Colin Quinn Speeds Through the History of Humankind


Rome wasn’t built in a day, but comedian Colin Quinn covers that mighty empire’s decline and fall in just seconds, an efficiency that might make Edward Gibbon wonder why he wasted so much paper. Quinn has to move quickly. In his antic solo show Long Story Short, a history of the world in 75 minutes, he aims to cover two million years of human evolution and still let the audience get to their late-supper reservations. That works out to some 27,000 years per minute.

Actually, Quinn’s rapid-fire tour of world events isn’t all that concerned with the past. It gestures toward former times only to permit jaundiced meditations on the present.
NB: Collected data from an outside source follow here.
PR #1459, opened 2026-07-03
Fix AutoTokenizer.register() for transformers 5.13.0+ compatibility

### LINKED ISSUE #1458: `transformers==5.13.0` breaks `mlx-lm` / `mlx-vlm` imports due to string auto-registration
After updating Transformers to `5.13.0`, importing `mlx_lm` and `mlx_vlm` fails.

The immediate failure is in `mlx_lm/tokenizer_utils.py`:

```python
```

Transformers 5.13.0 now expects the first argument to be a config class, and dereferences `config_class.__module__`. Passing a string now raises:

```text
```

Stack excerpt:

```text
File ".../mlx_lm/tokenizer_utils.py", line 503, in <module>

File ".../transformers/models/auto/tokenization_auto.py", line 984, in register
  TOKENIZER_MAPPING.register(config_class, tokenizer_class, exist_ok=exist_ok)

File ".../transformers/models/auto/auto_factory.py", line 680, in register
     ^^^^^^^^^^^^^^
```

This also prevents `mlx_vlm` from importing because it imports through `mlx_lm`.

I also noticed similar string registration patterns in `mlx-vlm`, for example:

```python
AutoProcessor.register("deepseekocr", DeepseekOCRProcessor)
```

So this may affect both `mlx-lm` and `mlx-vlm` under the newer Transformers auto-registration API.

**Environment**

```text
Python: 3.13
transformers: 5.13.0
mlx-lm: 0.31.3
mlx-vlm: 0.6.3
```

**Workaround**

Pinning Transformers below 5.13 restores imports:

```bash
pip install "transformers>=5.7.0,<5.13.0"
```

Verified working with:

```text
transformers: 5.12.1
import mlx_lm: ok
import mlx_vlm: ok
python -m mlx_vlm generate --help: ok
```

**Suggested fix**

Update the `AutoTokenizer.register` / `AutoProcessor.register` calls that pass strings so they match the Transformers 5.13+ API contract, or add an upstream dependency cap until that compatibility work lands.

jonpspri:
## Description

Fixes #1458 

This PR addresses the breaking change in transformers 5.13.0 where `AutoTokenizer.register()` now requires a config class instead of a string as the first parameter.

## Changes

- **Added `NewlineTokenizerConfig` class**: A proper `PreTrainedConfig` subclass with `model_type = "newline_tokenizer"`
- **Updated `AutoTokenizer.register()` call**: Changed from string `"NewlineTokenizer"` to `NewlineTokenizerConfig` class
- **Added test case**: `test_newline_tokenizer_registration()` to verify the fix and prevent regression

## Compatibility

✅ **Backward compatible**: Works with transformers 5.7.0+ (including 5.12.x and 5.13.0+)

The fix follows the proper API that was always documented - the string parameter was never officially supported but happened to work due to lax validation in older versions.

## Testing

- Verified import succeeds without `AttributeError: 'str' object has no attribute '__module__'`
- Confirmed `NewlineTokenizerConfig.__module__` = `"mlx_lm.tokenizer_utils"` (doesn't start with "transformers.")
- Added unit test to verify config class attributes and registration

## Related Issues

- Fixes #1458 
- Similar issue affects mlx-vlm with `AutoProcessor.register()`

### DIFF
--- a/mlx_lm/tokenizer_utils.py
+++ b/mlx_lm/tokenizer_utils.py
@@ -5,7 +5,7 @@ from functools import partial
 from json import JSONDecodeError
 from typing import Any, Dict, List, Optional
 
-from transformers import AutoTokenizer, PreTrainedTokenizerFast
+from transformers import AutoTokenizer, PreTrainedConfig, PreTrainedTokenizerFast
 
 
 class StreamingDetokenizer:
@@ -474,6 +474,15 @@ class TokenizerWrapper:
             setattr(self._tokenizer, attr, value)
 
 
+class NewlineTokenizerConfig(PreTrainedConfig):
+    """Configuration for NewlineTokenizer."""
+
+    model_type = "newline_tokenizer"
+
+    def __init__(self, **kwargs):
+        super().__init__(**kwargs)
+
+
 class NewlineTokenizer(PreTrainedTokenizerFast):
     """A tokenizer that replaces newlines with <n> and <n> with new line."""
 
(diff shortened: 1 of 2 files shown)


menisadi:
See #1465

angeloskath:
Fixed by #1465.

A discussion of the violence of early man leads to considerations of bad behavior at the supermarket. (Sumerians, they’re just like us!) Aristotle’s philosophy lets him bitch about domineering friends. The rise of Islam somehow occasions a diatribe about hip-hop stars.

Even great historical figures matter only as easy analogies to today: Caesar as a mob boss, Abraham as the first deadbeat dad, Mary, Queen of Scots, as “a crazed Mrs. Doubtfire.” When not emphasizing contemporaneity, Quinn likes to riff on national and ethnic stereotypes, which is actually sort of adorable since he’s incapable of uttering a convincing foreign accent. The Arabs and the Greeks sound suspiciously like New Yorkers. So do the English.
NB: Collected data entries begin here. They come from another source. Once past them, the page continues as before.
PR #1460, opened 2026-07-03
Fix import crash with transformers >= 5.13

Lazarus-931:
On the newest transformers (5.13.0), just running import mlx_lm crashes:

```
```

Since it fails on import, nothing in mlx-lm works — and any project that depends on mlx-lm breaks too.

mlx-lm registers its custom NewlineTokenizer like this:
```
```

That first argument is supposed to be a class, but we pass a plain text name ("NewlineTokenizer"). Older transformers didn't care. transformers 5.13 now assumes it's a class and tries to read .__module__ off it, leading to the error.

Fix: Wrap the call so that extra step failing can't take down the whole import:

```
try:
except (AttributeError, TypeError):
    pass
```

All tests pass

### DIFF
--- a/mlx_lm/tokenizer_utils.py
+++ b/mlx_lm/tokenizer_utils.py
@@ -500,7 +500,13 @@ class NewlineTokenizer(PreTrainedTokenizerFast):
         return [self._postprocess_text(d) for d in decoded]
 
 
-AutoTokenizer.register("NewlineTokenizer", fast_tokenizer_class=NewlineTokenizer)
+try:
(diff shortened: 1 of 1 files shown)


Lazarus-931:
note #1459 already opened for same issue, will keep this open just incase

menisadi:
@Lazarus-931 also #1465

angeloskath:
Thanks! Fixed by #1465, which passes the tokenizer class to `AutoTokenizer.register` so the auto-mapping key has a valid `__module__`. Preferred over swallowing the exception. Closing as resolved by #1465.

angeloskath:
Fixed by #1465.

Issue #1450, opened 2026-07-02
Decode performance optimizations for MLX-LM inference


dahai80:
## Decode Performance Optimizations for MLX-LM Inference

We have implemented and benchmarked a set of decode-time optimizations for MLX-LM on Apple Silicon. On an M2 Ultra 137GB, these combine to deliver up to **162% faster decode throughput** over the baseline mxfp8 quantization. We are proposing these for upstream integration into mlx-lm.

---

### 1. Mixed-bit Quantization Recipes

**Problem:** Uniform quantization wastes bits on layers that tolerate aggressive quantization and over-quantizes sensitive layers.

**Proposal:** Pre-tuned per-layer bit allocation plans (`mixed_3_4`, `mixed_2_6`, `quant2_all`, etc.) that apply different bit widths to different layer groups based on their sensitivity. Exposed via a `--quant-recipe` flag in `mlx_lm.convert`.

Example usage:
```bash
python -m mlx_lm.convert --model Qwen/Qwen2.5-27B --quant-recipe mixed_3_4
```

Recipes assign bit widths to layer groups (embeddings, attention projections, MLP projections, output head) based on empirically measured sensitivity. This avoids the need for per-model calibration while still capturing most of the mixed-precision benefit.

---

### 2. Skip-logsumexp in Decode

**Problem:** During autoregressive decode, only one new token position is computed per step. The full logsumexp normalization over the vocabulary is unnecessary for correctness when sampling from a single-token logit vector.

**Proposal:** Skip the logsumexp normalization in the decode path. Since we only sample one token, the relative ordering of logits is preserved without normalization, and the sampling step (argmax or random) produces identical results.

---

### 3. Fused Sampler

**Problem:** Sampling (argmax for greedy, or random sampling with temperature/top-p/top-k) is done in Python with multiple dispatches to Metal — one to apply temperature, one for top-p masking, one for the random draw, etc.

**Proposal:** Combine the entire sampling operation into a single Metal kernel. This eliminates multiple Python-to-Metal round trips per token and reduces kernel launch overhead.

---

### 4. FP8 KV Cache

**Problem:** The KV cache is stored in float16, consuming 2 bytes per element. For long sequences and large models, this dominates memory bandwidth during attention.

[...]

PR #1466, opened 2026-07-04
Add quant2 / quant2_128 mixed-bit quant recipes

dahai80:
## Add `quant2` / `quant2_128` mixed-bit recipes

Adds two opt-in mixed-bit quantization recipes to `--quant-predicate`:

- **`quant2`** — 2-bit decoder body, 3-bit first/last layer, 4-bit `embed_tokens`/`lm_head`, group_size=64.
- **`quant2_128`** — same layer allocation, group_size=128 for a better quality/speed balance.

### Rationale

Refs #1450. That issue explored aggressive 2-bit quantization and benchmarked a pure 2-bit body on a 27B model at **+162% decode speedup** vs mxfp8 with coherent output. The downside of pure 2-bit is degraded token resolution at the embedding/output and the boundary layers. This recipe keeps those at 3–4-bit while quantizing the bulk of the decoder body at 2-bit, preserving coherence where it matters most while retaining the decode speedup.

### Layer allocation

| Layer                         | bits | group_size        |
|-------------------------------|------|-------------------|
| `embed_tokens`, `lm_head`     | 4    | caller-supplied   |
| first / last decoder layer    | 3    | 64 (`quant2`) / 128 (`quant2_128`) |
| decoder body                  | 2    | 64 (`quant2`) / 128 (`quant2_128`) |

### Usage

```bash
mlx_lm.convert --model <hf-or-local> -q --quant-predicate quant2 --q-group-size 64 --mlx-path out-quant2
mlx_lm.convert --model <hf-or-local> -q --quant-predicate quant2_128 --q-group-size 128 --mlx-path out-quant2-128
```

### Tests

`tests/test_quant_recipes.py` — 5 tests covering bit allocation per layer, head/embed preservation, group_size selection, first/last layer index detection, and end-to-end inference. All pass.

### Benchmark (Qwen2.5-7B-Instruct, Apple M5 Max, 60-token decode)

| recipe      | decode tok/s | vs mxfp8 speed | size (GiB) | vs mxfp8 size | bpw   |
|-------------|--------------|----------------|------------|---------------|-------|
| mxfp8       | 29.1         | 1.00x          | 7.31       | 1.00x         | 8.250 |
| quant2      | 97.7         | 3.36x (+236%)  | 2.53       | 0.35x         | 2.848 |
| quant2_128  | 139.1        | 4.78x (+378%)  | 2.30       | 0.31x         | 2.598 |

The recipe converts cleanly, runs end-to-end, and delivers a large decode speedup with a ~3x memory reduction. `quant2_128` is both faster and smaller than `quant2` thanks to the wider group.

### Quality note (important)

2-bit quantization has a coherence threshold tied to model scale. At 7B the recipe runs correctly and the speedup holds, but the 2-bit body degrades output coherence (English-shaped but nonsensical text); at 0.5B output is fully degraded. Coherent 2-bit output requires the larger model regime — #1450 reports coherent output at 27B with +162% speedup. The recipe is intended for that ≥27B scale where 2-bit is viable; on smaller models users should prefer `mixed_3_4` / `mixed_4_6` or uniform 4-bit.

Refs #1450.

### DIFF
--- a/mlx_lm/convert.py
+++ b/mlx_lm/convert.py
@@ -77,7 +77,43 @@ def mixed_quant_predicate_builder(
     return mixed_quant_predicate
 
 
-QUANT_RECIPES = ["mixed_2_6", "mixed_3_4", "mixed_3_6", "mixed_4_6"]
+def quant2_predicate_builder(
+    recipe: str, model: nn.Module, group_size: int = 64
+) -> Callable[[str, nn.Module, dict], Union[bool, dict]]:
+    mode = "affine"
+    down_keys = [k for k, _ in model.named_modules() if "down_proj" in k]
+    if len(down_keys) == 0:
+        raise ValueError("Model does not have expected keys for quant2.")
+    for layer_location, k in enumerate(down_keys[0].split(".")):
+        if k.isdigit():
+            break
+    num_layers = len(model.layers)
+    # quant2_128 uses a wider group size (128) for a better quality/speed
+    # balance; quant2 uses the caller-supplied group_size.
+    gs = 128 if recipe == "quant2_128" else group_size
+
+    def quant2_predicate(path: str, module: nn.Module) -> Union[bool, dict]:
+        index = (
+            int(path.split(".")[layer_location])
+            if len(path.split(".")) > layer_location
+            else 0
+        )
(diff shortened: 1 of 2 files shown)


zcbenz:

Under Jerry Seinfeld’s direction, Quinn spends the show perched in front of a large video screen that displays a motley collection of terrible paintings and the occasional Raphael canvas. Image research doesn’t seem to have gone beyond a first pass at Google. Considering one picture, of naked men disporting themselves at a Roman port, he seems positively mortified.

The stage also contains an armchair and a side table adorned with a mug, from which Quinn occasionally gulps. Perhaps such props and furnishings are meant to bestow a professorial look on him. They fail. At fiftysomething, in a black shirt and blacker jeans, he still carries himself like the Brooklyn tough of his youth. His bluff, doughy face toggles among annoyance, anger, and frustration. When he smiles, an expression he rarely attempts, it appears strange and somewhat threatening, as if someone has applied lip gloss to a mastiff.

Happily, all that wrath amuses. The observational comedy riffs certainly don’t wow, but the malice with which Quinn delivers them invites volleys of snorts and giggles. Or maybe the crowd is merely relieved at the ease of his lesson. With hardly any names, few dates, parallels to the 21st century inserted everywhere, and some comments that implicate the audience, his lecture makes history seem a terrifically simple discipline. He smoothes over the least complexity. Why do we lack peace in the Middle East? Because we can’t even share an elevator.

In Quinn’s view, the past can be summed up as one long catalog of brutalities and irritations. That annoying checkout clerk and Mongol hordes? They’re just the same. (Perhaps Quinn has read Hegel, who noted, “We learn from history that we never learn anything from history.”) If this seems a rather bleak outlook, he keeps the jokes coming at such speed and with such malign delight that you hardly notice. Comedy, like history, is just one damned thing after another.